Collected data

+ + +

PR #4987, opened 2022-04-22
[e2e] Added tests for metrics and logs endpoints.

hhovsepy:

Added tests for Metrics of Namespace, Apps, Workloads and Services.
Added Pod's Logs tests.

### DIFF
--- a/tests/integration/tests/kiali_metrics_test.go
+++ b/tests/integration/tests/kiali_metrics_test.go
@@ -15,6 +15,10 @@ func TestNamespaceMetrics(t *testing.T) {
 
 	assert.Nil(err)
 	assert.NotEmpty(metrics)
+	assert.NotEmpty(metrics.TcpSent)
+	assert.NotEmpty(metrics.TcpSent[0].Datapoints)
+	assert.NotEmpty(metrics.TcpReceived)
+	assert.NotEmpty(metrics.TcpReceived[0].Datapoints)
 }
 
 func TestServiceMetrics(t *testing.T) {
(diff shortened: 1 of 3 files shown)


tests/integration/tests/kiali_metrics_test.go
```diff
@@ -0,0 +1,74 @@
...
+var METRICS_PARAMS = map[string]string{"direction": "outbound", "reporter": "destination"}
+
+func TestNamespaceMetrics(t *testing.T) {
+	assert := assert.New(t)
+
+	pollErr := wait.Poll(time.Second, time.Minute, func() (bool, error) {
+		metrics, err := utils.NamespaceMetrics(utils.BOOKINFO, METRICS_PARAMS)
+		assert.Nil(err)
+		assert.NotEmpty(metrics)
+		return CheckMetrics(metrics.ResponseSize, metrics.RequestSize), nil
```
nrfox, line 23: Do we expect metrics to be empty initially and then to keep polling until they are non-empty? Similar to the recent flake fix, instead of an assertion here, it'd be better to return false if metrics are empty or err if `err != nil`. Otherwise the tests will fail from the assertion in the polling loop if the metrics are ever empty even if they are eventually non-empty.

hhovsepy: Here, even if metrics do not exist, the 'error' and 'metrics' objects should not be nil, only the particular metrics as attributes of 'metrics' object are empty.

nrfox: Ah got it, thanks. I don't think `assert` will fail the test. iirc `require` does that. You might want to return an `err` anyways to exit the polling or else use `require`. Otherwise the `metrics.ReponseSize` and `metrics.RequestSize` on line 23 will likely panic.

hhovsepy: removed those assertions, returning err

nrfox (approved):

PR #4990, opened 2022-04-22
Ignore return codes in wait polls.

hhovsepy:
Patch PR for fixing intermittent non stable backend integration tests.
Ignoring API call return codes in case of wait polls.

### DIFF
--- a/tests/integration/tests/external_host_node_test.go
+++ b/tests/integration/tests/external_host_node_test.go
@@ -28,15 +28,16 @@ func assertExternalNode(params map[string]string, yaml, name string, assert *ass
 	assert.True(utils.ApplyFile(filePath, utils.BOOKINFO))
 
 	pollErr := wait.Poll(time.Second, time.Minute, func() (bool, error) {
-		return NodeMatch(params, name, assert), nil
+		return NodeMatch(params, name), nil
 	})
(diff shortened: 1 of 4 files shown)


tests/integration/tests/external_host_node_test.go
```diff
@@ -28,15 +28,16 @@ func assertExternalNode(params map[string]string, yaml, name string, assert *ass
...
 }
 
-func NodeMatch(params map[string]string, nodeName string, assert *assert.Assertions) bool {
-	graph, statusCode, err := utils.Graph(params)
-	assert.Equal(200, statusCode)
-	assert.Nil(err)
+func NodeMatch(params map[string]string, nodeName string) bool {
+	graph, statusCode, _ := utils.Graph(params)
+	if statusCode != 200 {
+		return false
```
nrfox, line 39: Can we log err if it's non-nil here? It'd be helpful to know what the error is when the tests fail.

nrfox: Yeah that'd be good. If you return `err` inside the `wait.Poll` function then it' will short circuit the polling and return the `err` which is probably what you want if `err != nil`.

nrfox (approved):
Backend tests are passing

PR #4991, opened 2022-04-25
Add a comment for the minikube setup in the bookinfo demo

lucasponce:
Added a note/comment in the install-bookinfo-demo.sh script.
There are some considerations that are platform/mesh dependent and I hope it would save time for others.

I revert the change, as some tests expect the traffic coming from out of the cluster.

### DIFF
--- a/hack/istio/install-bookinfo-demo.sh
+++ b/hack/istio/install-bookinfo-demo.sh
@@ -297,6 +297,11 @@ if [ "${TRAFFIC_GENERATOR_ENABLED}" == "true" ]; then
     INGRESS_ROUTE=$(${CLIENT_EXE} get route istio-ingressgateway -o jsonpath='{.spec.host}{"\n"}' -n ${ISTIO_NAMESPACE})
     echo "Traffic Generator will use the OpenShift ingress route of: ${INGRESS_ROUTE}"
   else
+    # Important note for minikube users
+    # Ingress and Egress configuration depend on the platform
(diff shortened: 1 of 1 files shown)


hhovsepy:
The backend integration tests failures are fixed here https://github.com/kiali/kiali/pull/4990

hack/istio/install-bookinfo-demo.sh
```diff
@@ -297,19 +297,8 @@ if [ "${TRAFFIC_GENERATOR_ENABLED}" == "true" ]; then
     INGRESS_ROUTE=$(${CLIENT_EXE} get route istio-ingressgateway -o jsonpath='{.spec.host}{"\n"}' -n ${ISTIO_NAMESPACE})
     echo "Traffic Generator will use the OpenShift ingress route of: ${INGRESS_ROUTE}"
   else
-    # for now, we only support minikube k8s environments and maybe a good guess otherwise (e.g. for kind clusters)
-    if minikube -p ${MINIKUBE_PROFILE} status > /dev/null 2>&1 ; then
-      INGRESS_HOST=$(minikube -p ${MINIKUBE_PROFILE} ip)
-      INGRESS_PORT=$($CLIENT_EXE -n ${ISTIO_NAMESPACE} get service istio-ingressgateway -o jsonpath='{.spec.ports[?(@.name=="http2")].nodePort}')
```
lucasponce, line 303: I know why this didn't work in my "minikube" environment.
If you use the "minikube tunnel" to provide a better emulation of the ingress traffic, then "nodePort/port" seems to not work as the "tunnel" is in place.

In any case, unless there is any specific test, I guess this minor change may help to avoid these problems with the platform.

PR #4995, opened 2022-04-25
Add ScriptingShrimp as new tester

israel-hdez:
See https://github.com/kiali/kiali/discussions/4752.

Voting was already held.
Membership was already granted since some weeks.


jshaughn (approved):
Yep, Pavel should be in the list.  Wish he was pmarek so it would be more clear, but it's all good.

PR #5003, opened 2022-04-26
Remove unused k-charted script

lucasponce:
This script is not used anymore.


Xunzhuo (approved):
LGTM, it looks like this script is no longer used.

+ + +

Would you restate the records word for word?

### Solution for this exercise
PR #4987, opened 2022-04-22
[e2e] Added tests for metrics and logs endpoints.

hhovsepy:

Added tests for Metrics of Namespace, Apps, Workloads and Services.
Added Pod's Logs tests.

### DIFF
--- a/tests/integration/tests/kiali_metrics_test.go
+++ b/tests/integration/tests/kiali_metrics_test.go
@@ -15,6 +15,10 @@ func TestNamespaceMetrics(t *testing.T) {
 
 	assert.Nil(err)
 	assert.NotEmpty(metrics)
+	assert.NotEmpty(metrics.TcpSent)
+	assert.NotEmpty(metrics.TcpSent[0].Datapoints)
+	assert.NotEmpty(metrics.TcpReceived)
+	assert.NotEmpty(metrics.TcpReceived[0].Datapoints)
 }
 
 func TestServiceMetrics(t *testing.T) {
(diff shortened: 1 of 3 files shown)


tests/integration/tests/kiali_metrics_test.go
```diff
@@ -0,0 +1,74 @@
...
+var METRICS_PARAMS = map[string]string{"direction": "outbound", "reporter": "destination"}
+
+func TestNamespaceMetrics(t *testing.T) {
+	assert := assert.New(t)
+
+	pollErr := wait.Poll(time.Second, time.Minute, func() (bool, error) {
+		metrics, err := utils.NamespaceMetrics(utils.BOOKINFO, METRICS_PARAMS)
+		assert.Nil(err)
+		assert.NotEmpty(metrics)
+		return CheckMetrics(metrics.ResponseSize, metrics.RequestSize), nil
```
nrfox, line 23: Do we expect metrics to be empty initially and then to keep polling until they are non-empty? Similar to the recent flake fix, instead of an assertion here, it'd be better to return false if metrics are empty or err if `err != nil`. Otherwise the tests will fail from the assertion in the polling loop if the metrics are ever empty even if they are eventually non-empty.

hhovsepy: Here, even if metrics do not exist, the 'error' and 'metrics' objects should not be nil, only the particular metrics as attributes of 'metrics' object are empty.

nrfox: Ah got it, thanks. I don't think `assert` will fail the test. iirc `require` does that. You might want to return an `err` anyways to exit the polling or else use `require`. Otherwise the `metrics.ReponseSize` and `metrics.RequestSize` on line 23 will likely panic.

hhovsepy: removed those assertions, returning err

nrfox (approved):

PR #4990, opened 2022-04-22
Ignore return codes in wait polls.

hhovsepy:
Patch PR for fixing intermittent non stable backend integration tests.
Ignoring API call return codes in case of wait polls.

### DIFF
--- a/tests/integration/tests/external_host_node_test.go
+++ b/tests/integration/tests/external_host_node_test.go
@@ -28,15 +28,16 @@ func assertExternalNode(params map[string]string, yaml, name string, assert *ass
 	assert.True(utils.ApplyFile(filePath, utils.BOOKINFO))
 
 	pollErr := wait.Poll(time.Second, time.Minute, func() (bool, error) {
-		return NodeMatch(params, name, assert), nil
+		return NodeMatch(params, name), nil
 	})
(diff shortened: 1 of 4 files shown)


tests/integration/tests/external_host_node_test.go
```diff
@@ -28,15 +28,16 @@ func assertExternalNode(params map[string]string, yaml, name string, assert *ass
...
 }
 
-func NodeMatch(params map[string]string, nodeName string, assert *assert.Assertions) bool {
-	graph, statusCode, err := utils.Graph(params)
-	assert.Equal(200, statusCode)
-	assert.Nil(err)
+func NodeMatch(params map[string]string, nodeName string) bool {
+	graph, statusCode, _ := utils.Graph(params)
+	if statusCode != 200 {
+		return false
```
nrfox, line 39: Can we log err if it's non-nil here? It'd be helpful to know what the error is when the tests fail.

nrfox: Yeah that'd be good. If you return `err` inside the `wait.Poll` function then it' will short circuit the polling and return the `err` which is probably what you want if `err != nil`.

nrfox (approved):
Backend tests are passing

PR #4991, opened 2022-04-25
Add a comment for the minikube setup in the bookinfo demo

lucasponce:
Added a note/comment in the install-bookinfo-demo.sh script.
There are some considerations that are platform/mesh dependent and I hope it would save time for others.

I revert the change, as some tests expect the traffic coming from out of the cluster.

### DIFF
--- a/hack/istio/install-bookinfo-demo.sh
+++ b/hack/istio/install-bookinfo-demo.sh
@@ -297,6 +297,11 @@ if [ "${TRAFFIC_GENERATOR_ENABLED}" == "true" ]; then
     INGRESS_ROUTE=$(${CLIENT_EXE} get route istio-ingressgateway -o jsonpath='{.spec.host}{"\n"}' -n ${ISTIO_NAMESPACE})
     echo "Traffic Generator will use the OpenShift ingress route of: ${INGRESS_ROUTE}"
   else
+    # Important note for minikube users
+    # Ingress and Egress configuration depend on the platform
(diff shortened: 1 of 1 files shown)


hhovsepy:
The backend integration tests failures are fixed here https://github.com/kiali/kiali/pull/4990

hack/istio/install-bookinfo-demo.sh
```diff
@@ -297,19 +297,8 @@ if [ "${TRAFFIC_GENERATOR_ENABLED}" == "true" ]; then
     INGRESS_ROUTE=$(${CLIENT_EXE} get route istio-ingressgateway -o jsonpath='{.spec.host}{"\n"}' -n ${ISTIO_NAMESPACE})
     echo "Traffic Generator will use the OpenShift ingress route of: ${INGRESS_ROUTE}"
   else
-    # for now, we only support minikube k8s environments and maybe a good guess otherwise (e.g. for kind clusters)
-    if minikube -p ${MINIKUBE_PROFILE} status > /dev/null 2>&1 ; then
-      INGRESS_HOST=$(minikube -p ${MINIKUBE_PROFILE} ip)
-      INGRESS_PORT=$($CLIENT_EXE -n ${ISTIO_NAMESPACE} get service istio-ingressgateway -o jsonpath='{.spec.ports[?(@.name=="http2")].nodePort}')
```
lucasponce, line 303: I know why this didn't work in my "minikube" environment.
If you use the "minikube tunnel" to provide a better emulation of the ingress traffic, then "nodePort/port" seems to not work as the "tunnel" is in place.

In any case, unless there is any specific test, I guess this minor change may help to avoid these problems with the platform.

PR #4995, opened 2022-04-25
Add ScriptingShrimp as new tester

israel-hdez:
See https://github.com/kiali/kiali/discussions/4752.

Voting was already held.
Membership was already granted since some weeks.


jshaughn (approved):
Yep, Pavel should be in the list.  Wish he was pmarek so it would be more clear, but it's all good.

PR #5003, opened 2022-04-26
Remove unused k-charted script

lucasponce:
This script is not used anymore.


Xunzhuo (approved):
LGTM, it looks like this script is no longer used.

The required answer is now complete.